→ AVAILABLE DATA:
⟨

PR #251, opened 2024-03-14
Update manual upgrade page with better order of operations

dereknola:
Addresses: https://github.com/k3s-io/docs/issues/178

~~Mentions that you have to stop the existing K3s service before running the installation script with a new version.~~

PR #254, opened 2024-03-18
Update datastore.md

swiedernix:
adjust PostgreSQL versions according these mentioned in https://github.com/k3s-io/kine/blob/master/scripts/test-run-postgres#L26-L31


brandond:
The certified versions are what our QA team has tested against, which isn't necessarily the same as what we run CI tests against.

cc @rancher-max

rancher-max (approved):
I'm fine with it since we have run those versions in CI! Our tests to certify dbs are fairly minimal as is anyway. Thank you!

brandond (approved):

dereknola:
Merging, codespell is fixed in https://github.com/k3s-io/docs/pull/251

PR #195, opened 2024-07-02
Readme updated

jeremychoi:
1. separated GCS export from DefectDojo  and updated some text about DefectDojo config
2. removed 'OWASP' in the path for MacOS


README.md
```diff
@@ -248,12 +244,12 @@ scanners:
   zap:
     defectDojoExport:
       parameters:
-        test: 34
-        tags: ["RapiDAST", "ZAP"]
```
jeremychoi, line 252: replaced this with a common config example.

sfowl (approved):

PR #196, opened 2024-07-04
[ZAP] Ajax spider requires a lot of shared memory

cedricbu:
The Selenium environment set up by ZAP for the Ajax Spider requires a lot of shared memory (/dev/shm in Linux)

This commit does the following:
- Update the README troubleshooting section, for when the RapiDAST image is used
- In Podman mode: if Ajax is used, automatically ask podman to have 2GB of shared memory
- Added corresponding pytest
- Fixed `find_context()`, which broke when context was not found (that should happen only in pytest)

### DIFF
--- a/README.md
+++ b/README.md
@@ -571,7 +571,7 @@ Solutions:
 
 #### Insufficient shared memory
 
-In Linux, ZAP's Ajax Spider makes heavy use of shared memory (`/dev/shm/`). When using the RapiDAST image or the ZAP image, the user needs to make sure that sufficient space is available in `/dev/shm/` (in podman, by default, its size is 64MB). A size of 2G would be the minimum recommended. In podman for example, the option would be `--shm-size=2g`.
+ZAP's Ajax Spider makes heavy use of shared memory (`/dev/shm/`). When using the RapiDAST image or the ZAP image, the user needs to make sure that sufficient space is available in `/dev/shm/` (in podman, by default, its size is 64MB). A size of 2G would be the minimum recommended. In podman for example, the option would be `--shm-size=2g`.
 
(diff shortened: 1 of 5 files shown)


README.md
```diff
@@ -567,6 +567,27 @@ Solutions:
 * If you are using a Swagger v2 definition, try converting it to v3 (OpenAPI)
 * Set a `maxYamlCodePoints` Java proprety with a big value, which can be passed using environment variables (via the `config.environ.envFile` config entry): `_JAVA_OPTIONS=-DmaxYamlCodePoints=99999999`
 
+### ZAP's Ajax Spider failing
+
+#### Insufficient shared memory
+
+In Linux, ZAP's Ajax Spider makes heavy use of shared memory (`/dev/shm/`). In such a case, when using the RapiDAST image, the user needs to make sure that sufficient space is available in `/dev/shm/` (by default, podman creates a 64MB directory). A size of 2G would be the minimum recommended. In podman for example, the option would be `--shm-size=2g`.
```
jeremychoi, line 574: `in Linux` => is it Linux only?

cedricbu: I'm actually not sure how it works on MacOS. My line of thinking was:
- since the RapiDAST and ZAP images are running in a Linux container, it's the platform that matter when containers are involved
- When running on a physical host directly (either MacOS or Linux), I would expect the shared memory to be sufficient by default.

Now that I re-read that paragraph, `by default, podman creates a 64MB directory` does not look like a correct phrasing. I will re-write this.

jeremychoi: let's remove 'In Linux'.

cedricbu: done

PR #198, opened 2024-07-15
Updated the comment to clarify auto_create_context

jeremychoi:


config/config-template-zap-long.yaml
```diff
@@ -92,8 +92,10 @@ general:
       #test_title: "ZAP"
       # - or -
       #test: 5       # test ID, that will force "reimport" mode
-      # additional options, see https://demo.defectdojo.org/api/v2/doc/ for list
-      auto_create_context: False  # Optional. set to True to auto-create engagement (requires product_name and engagement_name)
+      #product_type_name: "My Product Type"
+
+      # For additional options, see https://demo.defectdojo.org/api/v2/doc/ for list
+      # auto_create_context: False  # Optional. set to True to create the engagement if it doesn't exist. The correct product_name is required. If a product needs to be created as well, product_type_name is also required.
```
ccronca, line 98: Is this comment really needed ? Afaiu, RapiDAST will send all parameters under `defectDojoExport.parameters` to the DefectDojo `import-scan` or `reimport-scan` endpoints as they are defined, without modification, this behavior is documented in the `README.md`. So, why highlight the `auto_create_context` parameter and not others (e.g.: `deduplication_on_engagement`) ? 

I think we should remove this comment to reduce future maintenance. For example, `config-template-generic-scan.yaml` also has `auto_create_context`, so the comment would need updating there as well for consistency

jeremychoi: Thanks. I agree with removing the comments as the option is not frequently used. Updated.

⟩

→ TASK TO CARRY OUT: Reproduce the material in full, keeping every line exactly as given.

→ SOLUTION TO THE EXERCISE:
PR #251, opened 2024-03-14
Update manual upgrade page with better order of operations

dereknola:
Addresses: https://github.com/k3s-io/docs/issues/178

~~Mentions that you have to stop the existing K3s service before running the installation script with a new version.~~

PR #254, opened 2024-03-18
Update datastore.md

swiedernix:
adjust PostgreSQL versions according these mentioned in https://github.com/k3s-io/kine/blob/master/scripts/test-run-postgres#L26-L31


brandond:
The certified versions are what our QA team has tested against, which isn't necessarily the same as what we run CI tests against.

cc @rancher-max

rancher-max (approved):
I'm fine with it since we have run those versions in CI! Our tests to certify dbs are fairly minimal as is anyway. Thank you!

brandond (approved):

dereknola:
Merging, codespell is fixed in https://github.com/k3s-io/docs/pull/251

PR #195, opened 2024-07-02
Readme updated

jeremychoi:
1. separated GCS export from DefectDojo  and updated some text about DefectDojo config
2. removed 'OWASP' in the path for MacOS


README.md
```diff
@@ -248,12 +244,12 @@ scanners:
   zap:
     defectDojoExport:
       parameters:
-        test: 34
-        tags: ["RapiDAST", "ZAP"]
```
jeremychoi, line 252: replaced this with a common config example.

sfowl (approved):

PR #196, opened 2024-07-04
[ZAP] Ajax spider requires a lot of shared memory

cedricbu:
The Selenium environment set up by ZAP for the Ajax Spider requires a lot of shared memory (/dev/shm in Linux)

This commit does the following:
- Update the README troubleshooting section, for when the RapiDAST image is used
- In Podman mode: if Ajax is used, automatically ask podman to have 2GB of shared memory
- Added corresponding pytest
- Fixed `find_context()`, which broke when context was not found (that should happen only in pytest)

### DIFF
--- a/README.md
+++ b/README.md
@@ -571,7 +571,7 @@ Solutions:
 
 #### Insufficient shared memory
 
-In Linux, ZAP's Ajax Spider makes heavy use of shared memory (`/dev/shm/`). When using the RapiDAST image or the ZAP image, the user needs to make sure that sufficient space is available in `/dev/shm/` (in podman, by default, its size is 64MB). A size of 2G would be the minimum recommended. In podman for example, the option would be `--shm-size=2g`.
+ZAP's Ajax Spider makes heavy use of shared memory (`/dev/shm/`). When using the RapiDAST image or the ZAP image, the user needs to make sure that sufficient space is available in `/dev/shm/` (in podman, by default, its size is 64MB). A size of 2G would be the minimum recommended. In podman for example, the option would be `--shm-size=2g`.
 
(diff shortened: 1 of 5 files shown)


README.md
```diff
@@ -567,6 +567,27 @@ Solutions:
 * If you are using a Swagger v2 definition, try converting it to v3 (OpenAPI)
 * Set a `maxYamlCodePoints` Java proprety with a big value, which can be passed using environment variables (via the `config.environ.envFile` config entry): `_JAVA_OPTIONS=-DmaxYamlCodePoints=99999999`
 
+### ZAP's Ajax Spider failing
+
+#### Insufficient shared memory
+
+In Linux, ZAP's Ajax Spider makes heavy use of shared memory (`/dev/shm/`). In such a case, when using the RapiDAST image, the user needs to make sure that sufficient space is available in `/dev/shm/` (by default, podman creates a 64MB directory). A size of 2G would be the minimum recommended. In podman for example, the option would be `--shm-size=2g`.
```
jeremychoi, line 574: `in Linux` => is it Linux only?

cedricbu: I'm actually not sure how it works on MacOS. My line of thinking was:
- since the RapiDAST and ZAP images are running in a Linux container, it's the platform that matter when containers are involved
- When running on a physical host directly (either MacOS or Linux), I would expect the shared memory to be sufficient by default.

Now that I re-read that paragraph, `by default, podman creates a 64MB directory` does not look like a correct phrasing. I will re-write this.

jeremychoi: let's remove 'In Linux'.

cedricbu: done

PR #198, opened 2024-07-15
Updated the comment to clarify auto_create_context

jeremychoi:


config/config-template-zap-long.yaml
```diff
@@ -92,8 +92,10 @@ general:
       #test_title: "ZAP"
       # - or -
       #test: 5       # test ID, that will force "reimport" mode
-      # additional options, see https://demo.defectdojo.org/api/v2/doc/ for list
-      auto_create_context: False  # Optional. set to True to auto-create engagement (requires product_name and engagement_name)
+      #product_type_name: "My Product Type"
+
+      # For additional options, see https://demo.defectdojo.org/api/v2/doc/ for list
+      # auto_create_context: False  # Optional. set to True to create the engagement if it doesn't exist. The correct product_name is required. If a product needs to be created as well, product_type_name is also required.
```
ccronca, line 98: Is this comment really needed ? Afaiu, RapiDAST will send all parameters under `defectDojoExport.parameters` to the DefectDojo `import-scan` or `reimport-scan` endpoints as they are defined, without modification, this behavior is documented in the `README.md`. So, why highlight the `auto_create_context` parameter and not others (e.g.: `deduplication_on_engagement`) ? 

I think we should remove this comment to reduce future maintenance. For example, `config-template-generic-scan.yaml` also has `auto_create_context`, so the comment would need updating there as well for consistency

jeremychoi: Thanks. I agree with removing the comments as the option is not frequently used. Updated.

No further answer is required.